Some Pitfalls of Object Oriented Programming in R

Yesterday, I wrote a post about implementing setter methods for objects in R. On my way to understanding how to implement these methods correctly, I made a bunch of mistakes. To keep people from wasting their time with these same mistakes, I’m reviewing them here.

Mistake One: Naming Conventions

Every generic method will search for a class method using a single convention: if the generic method name is GENERIC_METHOD and the class name is CLASS_NAME, then the class method is always GENERIC_METHOD.CLASS_NAME. This is true no matter how strange the generic method looks: the generic method id<- for class user has a class method called id<-.user. The strange <- in the method name doesn’t change the fact that .user comes at the end of the class method name.

Mistake Two: Inspecting Existing Functions with Strange Names

If you want to get a sense how the function class works, you can simply type class at the R interpreter. Unfortunately, the parsing rules for R insure that this will never work for methods that end in “<-”. For that reason, it’s not at all clear how to get the definitions of these strangely named functions to come up in the interpreter. When defining these sort of methods, it’s sufficient to simply enclose the method name, but that will not work for the purposes of introspection:

'class<-'

# [1] "class<-"

As you can see, 'class<-' evaluates to a string, which is neither surprising nor undesirable. Unfortunately, this leaves it unclear how to get at the definition of class<-. The secret for viewing the definitions of these strangely named functions is to enclose the function name in backticks:

`class<-`

# function (x, value)  .Primitive("class<-")

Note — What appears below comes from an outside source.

PR #851, opened 2024-03-22
SWC-6728 - Prompt for 2FA if necessary when changing password

nickgros:
- Remove ChangePassword component in SageAccountWeb and use synapse-react-client component
- Refactor login/2FA components to create `OneTimePasswordForm` to be reused by `ChangePassword`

Mistake Three: Wasting Time on `«-`

Before I learned that the trick to writing setter methods is to return an edited copy of the changed object, I was convinced that I needed to evaluate an assignment in the caller’s scope. While pursuing this idea, I discovered the <<- operator. It’s quite an interesting operator, but it’s not the solution to the setter method definition problem.

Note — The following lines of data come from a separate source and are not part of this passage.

PR #852, opened 2024-03-25
SWC-6751

nickgros:
- Fix issue where child nodes could be added to the `VirtualizedTree` component
- Attempt to simplify tree node generator function
- Update VirtualizedTree tests to be linted/type-checked

### DIFF
--- a/packages/synapse-react-client/.storybook/main.mts
+++ b/packages/synapse-react-client/.storybook/main.mts
@@ -18,7 +18,7 @@ const config: StorybookConfig = {
   framework: {
     name: '@storybook/react-vite',
     options: {
-      strictMode: false,
+      strictMode: true,
       builder: {
         viteConfigPath: './.storybook/storybook-vite.config.mts',
       },
--- a/packages/synapse-react-client/src/components/EntityFinder/tree/VirtualizedTree.test.tsx
+++ b/packages/synapse-react-client/src/components/EntityFinder/tree/VirtualizedTree.test.tsx
@@ -8,15 +8,17 @@ import { mockAllIsIntersecting } from 'react-intersection-observer/test-utils'
 import { VariableSizeNodePublicState } from 'react-vtree'
 import { NodeComponentProps } from 'react-vtree/dist/es/Tree'
 import {
+  EntityHeaderNode,
   EntityTreeNodeType,
   getNodeData,
   getTreeWalkerFunction,
   Node,
   RootNodeConfiguration,
   TreeData,
-} from '../../../../src/components/EntityFinder/tree/VirtualizedTree'
-import { createWrapper } from '../../../../src/testutils/TestingLibraryUtils'
+} from './VirtualizedTree'
+import { createWrapper } from '../../../testutils/TestingLibraryUtils'
 import { EntityType } from '@sage-bionetworks/synapse-types'
+import { WritableDeep } from 'type-fest'
 
 describe('VirtualizedTree tests', () => {
   beforeEach(() => {
@@ -77,12 +79,12 @@ describe('VirtualizedTree tests', () => {
     })
 
     it('General test for entity header', () => {
-      const node = {
+      const node: EntityHeaderNode = {
         id: 'syn123',
         type: 'org.sagebionetworks.repo.model.Folder',
         name: 'A Custom Folder Name',
-        fetchNextPage: async () => {},
-        hasNextPage: false,
+        children: [],
+        childrenNextPageToken: null,
       }
       const actual = getNodeData({
         node,
@@ -104,7 +106,7 @@ describe('VirtualizedTree tests', () => {
           id: node.id,
           node,
           getNextPageOfChildren,
-          isLeaf: false,
+          isLeaf: true,
           isOpenByDefault: true,
           nestingLevel,
           setSelectedId,
@@ -120,12 +122,12 @@ describe('VirtualizedTree tests', () => {
     it('isOpenByDefault matches the value of autoExpand', () => {
       const autoExpandTrue = jest.fn().mockReturnValue(true)
       const autoExpandFalse = jest.fn().mockReturnValue(false)
-      const node = {
+      const node: EntityHeaderNode = {
         id: 'syn123',
         name: 'A Custom Folder Name',
+        type: 'org.sagebionetworks.repo.model.Folder',
         children: [],
-        fetchNextPage: async () => {},
-        hasNextPage: false,
+        childrenNextPageToken: null,
       }
 
       let isOpenByDefault = getNodeData({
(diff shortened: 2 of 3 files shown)


packages/synapse-react-client/src/components/EntityFinder/tree/VirtualizedTree.test.tsx
```diff
@@ -77,12 +79,12 @@ describe('VirtualizedTree tests', () => {
     })
 
     it('General test for entity header', () => {
-      const node = {
+      const node: EntityHeaderNode = {
```
nickgros, line 82: Fixed types/lint warnings in this test file and moved it so it will be type checked and linted.

I did not add a new test to capture the fix; the existing code structure is just too hard to test the changed function.

packages/synapse-react-client/.storybook/main.mts
```diff
@@ -18,7 +18,7 @@ const config: StorybookConfig = {
   framework: {
     name: '@storybook/react-vite',
     options: {
-      strictMode: false,
+      strictMode: true,
```
nickgros, line 21: StrictMode seems to be working, so enable it and hopefully we can catch more bugs like this

packages/synapse-react-client/src/components/EntityFinder/tree/VirtualizedTree.tsx
```diff
@@ -100,6 +104,18 @@ function isLeafNode(node: TreeNode) {
...
+  node: TreeNode,
+): node is RootNodeConfiguration | EntityHeaderNode {
+  if (isPaginationNode(node)) {
+    return false
+  } else if (isRootNodeConfiguration(node)) {
+    return node.children.length > 0 || node.hasNextPage
+  } else {
+    return !isLeafNode(node)
+  }
+}
```
nickgros, line 117: Add utility for generator function

packages/synapse-react-client/src/components/EntityFinder/tree/VirtualizedTree.tsx
```diff
@@ -77,7 +81,7 @@ function isRootNodeConfiguration(
 
 function hasMoreChildren(node: TreeNode) {
   if (isPaginationNode(node)) {
-    return true
+    return false
```
nickgros, line 84: Our "pagination nodes" (empty/placeholders that contain an intersection observer just used to fetch more data) do not have children, so this was confusing. Today, this function is never called with a pagination node, so this shouldn't change anything.

packages/synapse-react-client/src/components/EntityFinder/tree/VirtualizedTree.tsx
```diff
@@ -402,33 +418,29 @@ export function getTreeWalkerFunction(
       // Yielding `undefined` indicates to react-vtree that we've finished iterating children from the last time we were in the loop.
       const parentMeta = yield
```
nickgros, line 420: This generator tells `react-vtree` how to render the tree. I made small changes to the logic/flow to try to make it a bit easier to follow.

packages/synapse-react-client/src/components/EntityFinder/tree/VirtualizedTree.tsx
```diff
@@ -523,27 +538,44 @@ export const VirtualizedTree = (props: VirtualizedTreeProps) => {
...
+        nextPageToken: node.childrenNextPageToken,
+        includeTypes: visibleTypes,
+      }
+      const children = await queryClient.fetchQuery({
+        queryKey: keyFactory.getEntityChildrenQueryKey(
+          entityChildrenRequest,
+          false,
+        ),
+        queryFn: () => getEntityChildren(entityChildrenRequest, accessToken),
+      })
```
nickgros, line 552: Since this runs in a callback, we can't use `useQuery`, but we can still manually use/store query data using `queryClient`.

packages/synapse-react-client/src/components/EntityFinder/tree/VirtualizedTree.tsx
```diff
@@ -523,27 +538,44 @@ export const VirtualizedTree = (props: VirtualizedTreeProps) => {
...
       // Update the node data -- add the children and store the nextPageToken
       if (node.children) {
-        node.children.push(...children.page)
+        for (const newChild of children.page) {
+          // Prevent adding duplicate entries
+          if (!node.children.find(child => child.id == newChild.id)) {
+            node.children.push(newChild)
+          }
+        }
```
nickgros, line 560: It's challenging to figure out how to prevent this from being called twice, since it's a complex mix of our code and `react-vtree`. It's comparatively much easier to just prevent appending a duplicate when it happens.

packages/synapse-react-client/src/components/EntityFinder/tree/VirtualizedTree.tsx
```diff
@@ -523,27 +538,44 @@ export const VirtualizedTree = (props: VirtualizedTreeProps) => {
...
       node.childrenNextPageToken = children.nextPageToken
 
+      // Ensure the node for which we fetched children is expanded/open
+      if (treeInstance.current) {
+        await treeInstance.current.recomputeTree({
+          [node.id]: {
+            open: true,
+          },
+        })
+      }
```
nickgros, line 573: I think there's another issue where sometimes the tree doesn't expand all the way after data is fetched. This should make that more reliable

packages/synapse-react-client/src/components/EntityFinder/tree/VirtualizedTree.tsx
hallieswan: Nice! If `useGetEntityChildren` was updated in the future, would this code need to be similarly updated? Just wondering whether that would be obvious to the dev making the change or whether it would be helpful to add a comment to remind us to update this code if `useGetEntityChildren` is updated

packages/synapse-react-client/src/components/EntityFinder/tree/VirtualizedTree.tsx
hallieswan: Would you mind adding the ticket number to this comment and/or adding some of the context you've provided here for why checking for duplicates is necessary?

hallieswan (approved):
Looks good to me! Just a few small comments

packages/synapse-react-client/src/components/EntityFinder/tree/VirtualizedTree.tsx
nickgros: This is a general issue, but I am not convinced comments would help very much.

If the `keyFactory.getEntityChildrenQueryKey` signature changes then we would catch it but that might not be the case.

One option I have thought a little bit about is that it might make sense to set up some data structure to bind all of our query keys and their corresponding query functions, and by convention only pull queries from that structure. Thought that might be awkward to use if the query functions rely on some resource (for example, an instance of a class generated by the OpenAPI spec that stores auth state and makes API calls).

hallieswan: Thanks for the context, it does seem like a tricky problem to solve! Agreed that comments probably aren't the solution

You see, <<- is an assignment operator that will go searching through enclosing scopes (more precisely, R’s environments) until it finds a variable that can be assigned to. Here’s an example of how you could use <<- to do something surprising in R:

i <- 1

"++" <- function()
{
  i <<- i + 1
}

"++"()

print(i)

# [1] 2

"++"()

print(i)

# [1] 3

This is pretty cool. In fact, it was cool enough that I wasted a good thirty minutes playing with it before realizing that it wasn’t helping anything.

Mistake Four: UseMethod is Magic

Figuring out how to write code that calls UseMethod for functions with many arguments is not trivial: UseMethod’s behavior is a little magical, and the R help docs are as spartan as ever with regard to calling UseMethod. If you naively try to write a function like this,

i <- 2

class(i) <- 'myint'

raise.power <- function(x, power)
{
  UseMethod('raise.power', x, power)
}

raise.power.myint <- function(x, power)
{
  return(as.numeric(x ** power))
}

raise.power(i, 3)

you’ll succeed at defining a generic method that generates warnings every single time it’s run. This is because you are never allowed to pass more than two arguments to UseMethod. You see, UseMethod automatically discovers the arguments passed to its caller when it’s called and otherwise completely ignores the arguments passed to it after the second argument. For that reason, what you need to write is

i <- 2

class(i) <- 'myint'

raise.power <- function(x, power)
{
  UseMethod('raise.power', x)
}

raise.power.myint <- function(x, power)
{
  return(as.numeric(x ** power))
}

raise.power(i, 3)

with the latter arguments dropped from the call to UseMethod. If you’re like me, you’ll probably feel that you’re going to lose value along the way the first few times that you write this. I suggest you try this approach out, convince yourself that it works, and then just take advantage of the UseMethod voodoo to solve your problems.